Most of us tend to look at history from a bird’s-eye view (or a zeppelin’s eye view, ’cause I wanna be cute). We’re trained to do so in history classes and in analysis. Even with the intimacy of names and dates of birth, death, and achievements, we still experience history as observers, rather than the end result of it all. The long view allows us the illusion of a step back into what appears to be the position of disinterested observer (it’s not, really, but that’s a subject for another time). It’s that separation that usually inspires the great snooze when it comes to studying or thinking about all that’s gone before. But where history reaches in and grabs you is not in the names and the dates, but the stories about people. It all goes back to stories about people.
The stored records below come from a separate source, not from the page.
PR #257, opened 2024-01-12
cli: Drop `upgrade --touch-if-changed`

cgwalters:
We expect people to be parsing our spec/status via e.g. JSON.


jeckersb (approved):
lgtm

PR #258, opened 2024-01-12
hack/Containerfile: New file for local container builds

cgwalters:
This is a relatively efficient container-oriented build flow suitable for local iteration.

### DIFF
--- a/hack/Containerfile
+++ b/hack/Containerfile
@@ -1,0 +1,13 @@
+# This container build is just a demo effectively; it shows how one might
+# build bootc in a container flow, using Fedora ELN as the target.
+FROM quay.io/centos-bootc/fedora-bootc:eln as build
+RUN dnf config-manager --set-enabled eln-crb && dnf -y install cargo ostree-devel openssl-devel && dnf clean all
+COPY . /build
+WORKDIR /build
+# See https://www.reddit.com/r/rust/comments/126xeyx/exploring_the_problem_of_faster_cargo_docker/
+# We aren't using the full recommendations there, just the simple bits.
+RUN --mount=type=cache,target=/build/target --mount=type=cache,target=/var/roothome make bin-archive && mkdir -p /out && cp target/bootc.tar.zst /out
+
+FROM quay.io/centos-bootc/fedora-bootc:eln
+COPY --from=build /out/bootc.tar.zst /tmp
+RUN tar -C / --zstd -xvf /tmp/bootc.tar.zst && rm -vf /tmp/*


.dockerignore
```diff
@@ -1,2 +1,6 @@
 .cosa
+_kola_temp
+docs
+ci
```
jmarrero, line 4: I think this is breaking:
https://github.com/containers/bootc/blob/fad73f26a49eec58b3a150dd3579e9ed7d3a92d6/ci/Dockerfile.ci#L7

jmarrero (changes requested):

.dockerignore
cgwalters: Ah right, thanks for debugging this!  It's not actually important so dropped

cgwalters:
OK exciting...CI just fell over with 

```
error[E0308]: mismatched types
  --> /github/home/.cargo/registry/src/index.crates.io-6f17d22bba15001f/rustix-0.38.29/src/backend/linux_raw/net/netdevice.rs:23:78
   |
23 |     unsafe { ifreq.ifr_ifrn.ifrn_name[..if_name_bytes.len()].copy_from_slice(if_name_bytes) };
   |                                                              --------------- ^^^^^^^^^^^^^ expected `&[i8]`, found `&[u8]`
   |                                                              |
   |                                                              arguments to this method are incorrect
   |
   = note: expected reference `&[i8]`
              found reference `&[u8]`
note: method defined here
  --> /builddir/build/BUILD/rustc-1.75.0-src/library/core/src/slice/mod.rs:3661:12

error[E0604]: only `u8` can be cast as `char`, not `i8`
  --> /github/home/.cargo/registry/src/index.crates.io-6f17d22bba15001f/rustix-0.38.29/src/backend/linux_raw/net/netdevice.rs:47:22
   |
47 |             .map(|v| *v as char)
   |                      ^^^^^^^^^^ invalid cast
   |
help: try casting from `u8` instead
  --> /github/home/.cargo/registry/src/index.crates.io-6f17d22bba15001f/rustix-0.38.29/src/backend/linux_raw/net/netdevice.rs:47:22
   |
47 |             .map(|v| *v as char)
   |                      ^^^^^^^^^^

Some errors have detailed explanations: E0308, E0604.
For more information about an error, try `rustc --explain E0308`.
error: could not compile `rustix` (lib) due to 2 previous errors
Error: Process completed with exit code 101.
```

which seems clearly unrelated to this PR...hmmm....I wonder if this is another obscure incremental compilation bug.

cgwalters:
Ah, this was https://github.com/bytecodealliance/rustix/commit/f546573ca5e66c0361f819068e213ade95afa1f7 but we aren't yet checking in `Cargo.lock`...perhaps it is time to do so.
/retest

PR #260, opened 2024-01-15
install: Support `to-disk --via-loopback`

cgwalters:
This is such a small amount of additional code that I think there's no good reason not to support it directly here.


cgwalters:
Motivated by working on https://github.com/containers/podman/issues/21243

runcom (commented):
LGTM

Issue #259, opened 2024-01-15
Broken link in docs (index.md)


larsks:
`docs/index.md` contains the following:

```
### Base images

Many users will be more interested in base (container) images.

For pre-built base images:

* [Fedora CoreOS](https://quay.io/repository/fedora/fedora-coreos) can be used as a base image; you will need to [enable bootc](https://github.com/coreos/rpm-ostree/blob/main/docs/bootc.md) there.
* There is also an in-development [centos-boot](https://github.com/centos/centos-boot) project.
```

The URL `https://github.com/coreos/rpm-ostree/blob/main/docs/bootc.md` leads to a 404 error.

PR #261, opened 2024-01-16
docs: Fix FCOS description

cgwalters:
We now have bootc packaged, so let's just tell people to use that.


vrothberg (approved):
LGTM

vrothberg:
Fixes: #259

PR #262, opened 2024-01-16
lsm: exit early if the process already has install_t

ondrejbudai:
There's no need to perform any additional steps if the bootc process already has install_t.

### DIFF
--- a/lib/src/lsm.rs
+++ b/lib/src/lsm.rs
@@ -84,6 +84,10 @@ impl Drop for SetEnforceGuard {
 #[context("Ensuring selinux install_t type")]
 #[cfg(feature = "install")]
 pub(crate) fn selinux_ensure_install_or_setenforce() -> Result<Option<SetEnforceGuard>> {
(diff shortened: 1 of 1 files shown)


cgwalters (approved):
Thanks!

lib/src/lsm.rs
```diff
@@ -84,6 +84,10 @@ impl Drop for SetEnforceGuard {
 #[context("Ensuring selinux install_t type")]
 #[cfg(feature = "install")]
 pub(crate) fn selinux_ensure_install_or_setenforce() -> Result<Option<SetEnforceGuard>> {
+    // If the process already has install_t, exit early
+    if self_has_install_t()? {
+        return Ok(None);
+    }
     selinux_ensure_install()?;
     let current = std::fs::read_to_string("/proc/self/attr/current")
```
cgwalters, line 92: (Totally optional followup, we could hoist this to a `const`)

The most interesting history I encounter (and some of it that I try to share on this blog) is the tales of how history was made by people who actually didn’t necessarily set about to “make history” at the time. Bertha Benz didn’t set out to “make history” – she put her kids in the horseless and made a road trip to see mother. The concepts of Roosevelt’s New Deal weren’t thrust on the American people as purely a way to make a mark on history, they sprung up from shared misfortune and the attitude that helping each other could, in fact, be helped along from the top down as well as from the bottom up.
At 30,000 feet, we can see the shapes of concepts like culture, worldview, and prevailing attitudes and mores. We can observe the tidal patterns of human pathos and ethos as it ebbs and surges over concepts that define us as thinking, reasoning beings. What we don’t or can’t see at that high level are the individual ways of expressing (or rebelling against) those cultural tides. At that high level, we miss the tiny drips and eddies that will turn ripples into tidal waves down the line.
The real story–and the real pleasure in studying history–comes from digging up or envisioning those tiny, beginning ripples that don’t yet know they’ll change the world.